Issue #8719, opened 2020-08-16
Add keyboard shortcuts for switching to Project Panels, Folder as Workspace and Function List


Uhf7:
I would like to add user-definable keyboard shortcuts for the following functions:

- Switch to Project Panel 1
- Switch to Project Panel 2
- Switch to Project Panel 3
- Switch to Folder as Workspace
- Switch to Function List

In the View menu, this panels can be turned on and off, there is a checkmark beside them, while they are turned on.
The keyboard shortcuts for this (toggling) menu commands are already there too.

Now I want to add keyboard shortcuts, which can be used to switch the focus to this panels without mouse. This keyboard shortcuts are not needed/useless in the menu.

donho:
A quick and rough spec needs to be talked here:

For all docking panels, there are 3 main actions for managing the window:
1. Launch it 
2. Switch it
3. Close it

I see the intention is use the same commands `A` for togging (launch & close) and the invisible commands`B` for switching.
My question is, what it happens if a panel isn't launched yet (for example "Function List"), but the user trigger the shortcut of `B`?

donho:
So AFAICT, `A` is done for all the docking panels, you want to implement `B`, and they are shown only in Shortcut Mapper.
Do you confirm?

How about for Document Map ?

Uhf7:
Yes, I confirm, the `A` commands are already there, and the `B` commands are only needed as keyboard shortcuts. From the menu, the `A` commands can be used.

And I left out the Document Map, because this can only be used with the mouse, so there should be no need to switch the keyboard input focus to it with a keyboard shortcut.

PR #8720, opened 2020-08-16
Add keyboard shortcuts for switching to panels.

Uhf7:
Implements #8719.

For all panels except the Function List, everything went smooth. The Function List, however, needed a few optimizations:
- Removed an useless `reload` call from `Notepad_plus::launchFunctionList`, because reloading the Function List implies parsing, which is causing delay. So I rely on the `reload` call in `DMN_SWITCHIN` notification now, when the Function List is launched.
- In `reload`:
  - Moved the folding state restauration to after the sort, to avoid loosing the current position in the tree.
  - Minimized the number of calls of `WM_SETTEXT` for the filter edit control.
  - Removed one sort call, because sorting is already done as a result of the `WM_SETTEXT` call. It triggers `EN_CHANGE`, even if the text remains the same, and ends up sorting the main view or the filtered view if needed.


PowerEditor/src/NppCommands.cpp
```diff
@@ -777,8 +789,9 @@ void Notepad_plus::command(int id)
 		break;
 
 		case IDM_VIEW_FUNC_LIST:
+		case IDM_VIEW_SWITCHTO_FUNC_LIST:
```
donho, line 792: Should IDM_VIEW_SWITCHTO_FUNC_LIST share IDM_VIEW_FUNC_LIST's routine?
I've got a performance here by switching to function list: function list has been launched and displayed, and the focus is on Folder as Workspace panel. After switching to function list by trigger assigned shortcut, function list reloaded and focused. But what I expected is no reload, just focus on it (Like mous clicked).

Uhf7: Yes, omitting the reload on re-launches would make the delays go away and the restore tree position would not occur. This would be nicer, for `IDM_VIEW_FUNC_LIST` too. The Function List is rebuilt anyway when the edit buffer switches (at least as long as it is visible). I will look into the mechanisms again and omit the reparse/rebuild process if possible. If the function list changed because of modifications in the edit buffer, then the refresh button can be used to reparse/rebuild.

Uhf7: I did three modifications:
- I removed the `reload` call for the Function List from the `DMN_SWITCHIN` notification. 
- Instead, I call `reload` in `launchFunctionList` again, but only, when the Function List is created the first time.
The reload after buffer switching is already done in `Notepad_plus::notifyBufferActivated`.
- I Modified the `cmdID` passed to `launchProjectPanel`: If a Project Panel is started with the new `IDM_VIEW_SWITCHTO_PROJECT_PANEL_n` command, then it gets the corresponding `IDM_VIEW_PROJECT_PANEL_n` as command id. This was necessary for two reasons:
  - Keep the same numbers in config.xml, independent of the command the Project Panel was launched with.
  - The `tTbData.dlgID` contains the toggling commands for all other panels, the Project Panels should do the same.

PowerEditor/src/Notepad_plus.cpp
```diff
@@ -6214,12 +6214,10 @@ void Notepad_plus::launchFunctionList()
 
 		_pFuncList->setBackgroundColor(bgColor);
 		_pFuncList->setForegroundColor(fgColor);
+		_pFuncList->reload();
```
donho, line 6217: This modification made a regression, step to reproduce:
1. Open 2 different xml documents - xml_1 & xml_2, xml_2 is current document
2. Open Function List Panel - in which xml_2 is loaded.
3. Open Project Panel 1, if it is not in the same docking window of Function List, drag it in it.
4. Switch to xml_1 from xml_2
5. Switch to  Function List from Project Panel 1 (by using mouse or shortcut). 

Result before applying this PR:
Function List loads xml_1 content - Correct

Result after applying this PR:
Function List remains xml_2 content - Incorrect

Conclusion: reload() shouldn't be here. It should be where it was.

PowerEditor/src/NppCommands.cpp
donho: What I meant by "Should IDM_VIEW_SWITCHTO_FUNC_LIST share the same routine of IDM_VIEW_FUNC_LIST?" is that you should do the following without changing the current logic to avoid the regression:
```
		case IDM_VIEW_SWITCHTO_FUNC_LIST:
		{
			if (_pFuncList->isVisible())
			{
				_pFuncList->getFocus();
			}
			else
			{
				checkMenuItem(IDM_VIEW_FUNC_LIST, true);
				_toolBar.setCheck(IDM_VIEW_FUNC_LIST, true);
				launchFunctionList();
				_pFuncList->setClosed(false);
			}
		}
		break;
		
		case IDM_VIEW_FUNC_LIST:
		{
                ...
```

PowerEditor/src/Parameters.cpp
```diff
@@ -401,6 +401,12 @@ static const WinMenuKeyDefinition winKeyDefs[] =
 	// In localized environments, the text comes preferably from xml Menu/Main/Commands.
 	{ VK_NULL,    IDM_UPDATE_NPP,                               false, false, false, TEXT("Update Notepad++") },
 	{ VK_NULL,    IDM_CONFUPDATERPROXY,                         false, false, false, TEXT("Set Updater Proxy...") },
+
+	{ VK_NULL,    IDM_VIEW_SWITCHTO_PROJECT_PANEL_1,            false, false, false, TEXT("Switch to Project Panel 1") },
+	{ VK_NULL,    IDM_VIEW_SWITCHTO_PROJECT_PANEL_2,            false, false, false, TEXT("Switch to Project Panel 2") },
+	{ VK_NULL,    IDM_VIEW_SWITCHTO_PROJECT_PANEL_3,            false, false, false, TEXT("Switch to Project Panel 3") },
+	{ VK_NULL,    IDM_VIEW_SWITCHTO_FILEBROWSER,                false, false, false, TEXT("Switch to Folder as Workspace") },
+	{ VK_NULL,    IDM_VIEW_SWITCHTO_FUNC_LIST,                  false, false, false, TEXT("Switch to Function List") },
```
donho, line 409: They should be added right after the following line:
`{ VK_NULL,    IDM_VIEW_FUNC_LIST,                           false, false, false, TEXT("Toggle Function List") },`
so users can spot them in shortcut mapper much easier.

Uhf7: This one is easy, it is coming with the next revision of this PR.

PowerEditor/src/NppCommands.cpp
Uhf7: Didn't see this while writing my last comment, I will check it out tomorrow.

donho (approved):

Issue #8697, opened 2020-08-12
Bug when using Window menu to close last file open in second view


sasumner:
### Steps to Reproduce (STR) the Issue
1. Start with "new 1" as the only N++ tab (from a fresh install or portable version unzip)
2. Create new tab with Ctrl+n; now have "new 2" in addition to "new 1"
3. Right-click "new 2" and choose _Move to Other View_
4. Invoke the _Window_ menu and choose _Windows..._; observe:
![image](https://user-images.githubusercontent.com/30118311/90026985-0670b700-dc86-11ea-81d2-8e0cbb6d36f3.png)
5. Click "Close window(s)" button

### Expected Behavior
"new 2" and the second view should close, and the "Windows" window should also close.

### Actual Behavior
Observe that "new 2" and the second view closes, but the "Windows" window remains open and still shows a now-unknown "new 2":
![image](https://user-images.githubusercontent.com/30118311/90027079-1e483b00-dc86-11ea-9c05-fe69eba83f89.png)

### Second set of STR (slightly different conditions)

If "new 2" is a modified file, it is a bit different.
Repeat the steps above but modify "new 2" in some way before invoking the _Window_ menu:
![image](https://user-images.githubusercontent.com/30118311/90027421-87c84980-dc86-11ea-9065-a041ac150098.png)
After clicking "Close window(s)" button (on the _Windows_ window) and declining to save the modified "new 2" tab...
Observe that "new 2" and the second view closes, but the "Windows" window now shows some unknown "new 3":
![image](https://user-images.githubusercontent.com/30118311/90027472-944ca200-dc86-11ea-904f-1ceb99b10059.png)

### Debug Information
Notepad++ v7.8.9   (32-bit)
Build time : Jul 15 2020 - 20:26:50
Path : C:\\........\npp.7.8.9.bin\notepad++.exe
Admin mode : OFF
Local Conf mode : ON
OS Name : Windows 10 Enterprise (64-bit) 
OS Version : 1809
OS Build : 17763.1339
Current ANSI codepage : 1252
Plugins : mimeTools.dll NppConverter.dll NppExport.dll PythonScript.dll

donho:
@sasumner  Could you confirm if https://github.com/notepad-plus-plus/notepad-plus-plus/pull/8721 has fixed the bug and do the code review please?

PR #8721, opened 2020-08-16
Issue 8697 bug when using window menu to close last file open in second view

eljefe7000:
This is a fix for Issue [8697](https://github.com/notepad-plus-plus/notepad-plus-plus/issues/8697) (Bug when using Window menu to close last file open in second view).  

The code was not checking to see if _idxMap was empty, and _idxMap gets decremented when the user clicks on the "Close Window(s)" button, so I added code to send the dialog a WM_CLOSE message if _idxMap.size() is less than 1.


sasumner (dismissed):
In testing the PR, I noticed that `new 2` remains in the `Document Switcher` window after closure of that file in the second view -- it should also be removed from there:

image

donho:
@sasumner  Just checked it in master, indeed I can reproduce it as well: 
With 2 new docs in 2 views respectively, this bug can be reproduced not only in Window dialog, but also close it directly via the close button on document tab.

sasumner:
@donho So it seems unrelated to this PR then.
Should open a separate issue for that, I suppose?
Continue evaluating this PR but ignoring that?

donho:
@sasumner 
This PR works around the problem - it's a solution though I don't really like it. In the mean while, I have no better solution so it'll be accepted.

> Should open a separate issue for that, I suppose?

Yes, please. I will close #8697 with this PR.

◇ ◇ ◇ ◇

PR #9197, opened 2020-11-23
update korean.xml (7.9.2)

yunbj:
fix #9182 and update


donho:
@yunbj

◇ ◇ ◇ ◇

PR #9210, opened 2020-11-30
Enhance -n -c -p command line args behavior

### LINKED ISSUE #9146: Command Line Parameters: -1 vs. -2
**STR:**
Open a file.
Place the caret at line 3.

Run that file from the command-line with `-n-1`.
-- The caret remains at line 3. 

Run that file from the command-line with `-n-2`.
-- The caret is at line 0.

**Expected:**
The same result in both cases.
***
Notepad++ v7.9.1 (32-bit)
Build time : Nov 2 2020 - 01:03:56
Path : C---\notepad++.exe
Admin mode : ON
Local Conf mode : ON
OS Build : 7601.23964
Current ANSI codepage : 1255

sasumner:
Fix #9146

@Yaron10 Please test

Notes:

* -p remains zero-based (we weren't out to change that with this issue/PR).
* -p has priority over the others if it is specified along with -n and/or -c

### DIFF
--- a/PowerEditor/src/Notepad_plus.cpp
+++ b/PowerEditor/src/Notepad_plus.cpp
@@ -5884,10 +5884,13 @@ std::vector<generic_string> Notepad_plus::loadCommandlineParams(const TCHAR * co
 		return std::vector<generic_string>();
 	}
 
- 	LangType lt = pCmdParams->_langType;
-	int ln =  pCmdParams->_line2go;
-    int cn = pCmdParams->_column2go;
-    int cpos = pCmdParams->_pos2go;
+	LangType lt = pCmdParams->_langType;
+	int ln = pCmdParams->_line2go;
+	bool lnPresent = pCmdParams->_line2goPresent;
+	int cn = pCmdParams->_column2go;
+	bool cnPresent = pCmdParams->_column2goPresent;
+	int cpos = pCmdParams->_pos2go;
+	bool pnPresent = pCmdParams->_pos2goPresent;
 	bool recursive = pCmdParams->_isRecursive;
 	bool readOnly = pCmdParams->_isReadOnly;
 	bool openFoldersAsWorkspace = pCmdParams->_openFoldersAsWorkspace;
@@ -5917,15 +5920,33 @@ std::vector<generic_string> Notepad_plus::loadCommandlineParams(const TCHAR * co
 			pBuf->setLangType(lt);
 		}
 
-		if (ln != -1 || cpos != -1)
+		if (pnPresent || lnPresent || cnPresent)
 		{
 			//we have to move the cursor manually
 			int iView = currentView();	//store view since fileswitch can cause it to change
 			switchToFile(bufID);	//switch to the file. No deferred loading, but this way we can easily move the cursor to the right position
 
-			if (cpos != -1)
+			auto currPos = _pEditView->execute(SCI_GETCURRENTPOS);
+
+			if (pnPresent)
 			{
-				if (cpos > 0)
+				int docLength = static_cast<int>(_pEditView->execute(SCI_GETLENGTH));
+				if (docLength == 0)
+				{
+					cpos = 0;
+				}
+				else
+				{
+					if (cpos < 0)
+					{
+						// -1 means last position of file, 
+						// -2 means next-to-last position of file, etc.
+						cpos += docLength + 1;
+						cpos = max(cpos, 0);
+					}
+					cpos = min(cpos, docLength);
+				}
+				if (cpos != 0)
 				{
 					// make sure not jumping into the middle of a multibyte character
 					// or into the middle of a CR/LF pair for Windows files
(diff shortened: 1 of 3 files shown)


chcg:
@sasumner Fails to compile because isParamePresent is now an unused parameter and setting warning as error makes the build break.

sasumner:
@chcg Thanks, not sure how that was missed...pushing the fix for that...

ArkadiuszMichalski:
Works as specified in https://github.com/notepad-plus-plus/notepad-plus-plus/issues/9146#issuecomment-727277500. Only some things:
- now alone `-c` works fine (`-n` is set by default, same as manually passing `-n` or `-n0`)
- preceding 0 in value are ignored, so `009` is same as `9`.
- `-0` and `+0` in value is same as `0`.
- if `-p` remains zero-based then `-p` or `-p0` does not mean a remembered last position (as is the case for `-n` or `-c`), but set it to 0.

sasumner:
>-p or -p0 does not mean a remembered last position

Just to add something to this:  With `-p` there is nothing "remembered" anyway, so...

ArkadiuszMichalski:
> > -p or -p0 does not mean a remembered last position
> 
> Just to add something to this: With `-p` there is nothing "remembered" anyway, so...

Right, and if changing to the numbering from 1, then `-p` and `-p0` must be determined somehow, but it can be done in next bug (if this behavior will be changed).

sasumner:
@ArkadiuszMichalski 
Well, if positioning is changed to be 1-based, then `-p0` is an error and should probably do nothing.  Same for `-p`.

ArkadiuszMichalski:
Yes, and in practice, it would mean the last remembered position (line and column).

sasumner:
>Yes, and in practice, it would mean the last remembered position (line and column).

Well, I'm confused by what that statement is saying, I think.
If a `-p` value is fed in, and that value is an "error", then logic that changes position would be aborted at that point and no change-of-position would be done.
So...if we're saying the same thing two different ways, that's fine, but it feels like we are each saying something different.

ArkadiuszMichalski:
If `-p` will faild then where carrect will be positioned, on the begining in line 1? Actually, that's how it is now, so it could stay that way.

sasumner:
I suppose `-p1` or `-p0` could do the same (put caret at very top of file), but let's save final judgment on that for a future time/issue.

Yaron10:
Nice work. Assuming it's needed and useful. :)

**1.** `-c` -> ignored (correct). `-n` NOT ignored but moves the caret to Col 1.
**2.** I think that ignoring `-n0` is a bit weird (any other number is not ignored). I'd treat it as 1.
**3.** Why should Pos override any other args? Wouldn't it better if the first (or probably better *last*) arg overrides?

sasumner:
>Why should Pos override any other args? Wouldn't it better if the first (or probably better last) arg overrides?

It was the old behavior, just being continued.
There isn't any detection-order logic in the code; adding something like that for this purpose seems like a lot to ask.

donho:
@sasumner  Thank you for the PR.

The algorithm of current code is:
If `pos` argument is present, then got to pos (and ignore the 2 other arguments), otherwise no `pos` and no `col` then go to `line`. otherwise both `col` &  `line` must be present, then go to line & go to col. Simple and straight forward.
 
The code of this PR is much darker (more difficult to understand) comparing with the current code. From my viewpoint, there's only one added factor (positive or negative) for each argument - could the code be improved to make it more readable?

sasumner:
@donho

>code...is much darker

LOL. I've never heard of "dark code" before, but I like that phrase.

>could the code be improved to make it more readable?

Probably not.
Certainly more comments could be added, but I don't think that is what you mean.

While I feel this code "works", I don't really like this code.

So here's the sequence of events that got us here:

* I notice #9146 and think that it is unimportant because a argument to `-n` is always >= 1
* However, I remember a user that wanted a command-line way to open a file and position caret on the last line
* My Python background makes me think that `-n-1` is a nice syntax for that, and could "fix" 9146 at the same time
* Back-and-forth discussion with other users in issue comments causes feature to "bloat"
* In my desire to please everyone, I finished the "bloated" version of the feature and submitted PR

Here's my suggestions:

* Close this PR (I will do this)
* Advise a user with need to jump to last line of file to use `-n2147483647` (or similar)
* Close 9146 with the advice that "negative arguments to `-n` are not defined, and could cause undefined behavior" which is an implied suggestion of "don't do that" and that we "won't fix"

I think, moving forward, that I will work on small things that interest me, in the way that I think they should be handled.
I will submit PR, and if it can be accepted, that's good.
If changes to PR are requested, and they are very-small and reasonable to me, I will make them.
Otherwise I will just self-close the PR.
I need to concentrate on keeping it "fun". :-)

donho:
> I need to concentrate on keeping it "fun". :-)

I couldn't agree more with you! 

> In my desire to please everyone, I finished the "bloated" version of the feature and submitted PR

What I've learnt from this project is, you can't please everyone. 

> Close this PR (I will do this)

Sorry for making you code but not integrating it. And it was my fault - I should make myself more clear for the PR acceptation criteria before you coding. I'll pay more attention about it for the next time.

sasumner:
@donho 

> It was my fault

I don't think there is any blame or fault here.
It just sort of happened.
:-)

◇ ◇ ◇ ◇

What the task requires —
Copy each line of the listing that includes "applying".

Written answer —
Result before applying this PR:
Result after applying this PR:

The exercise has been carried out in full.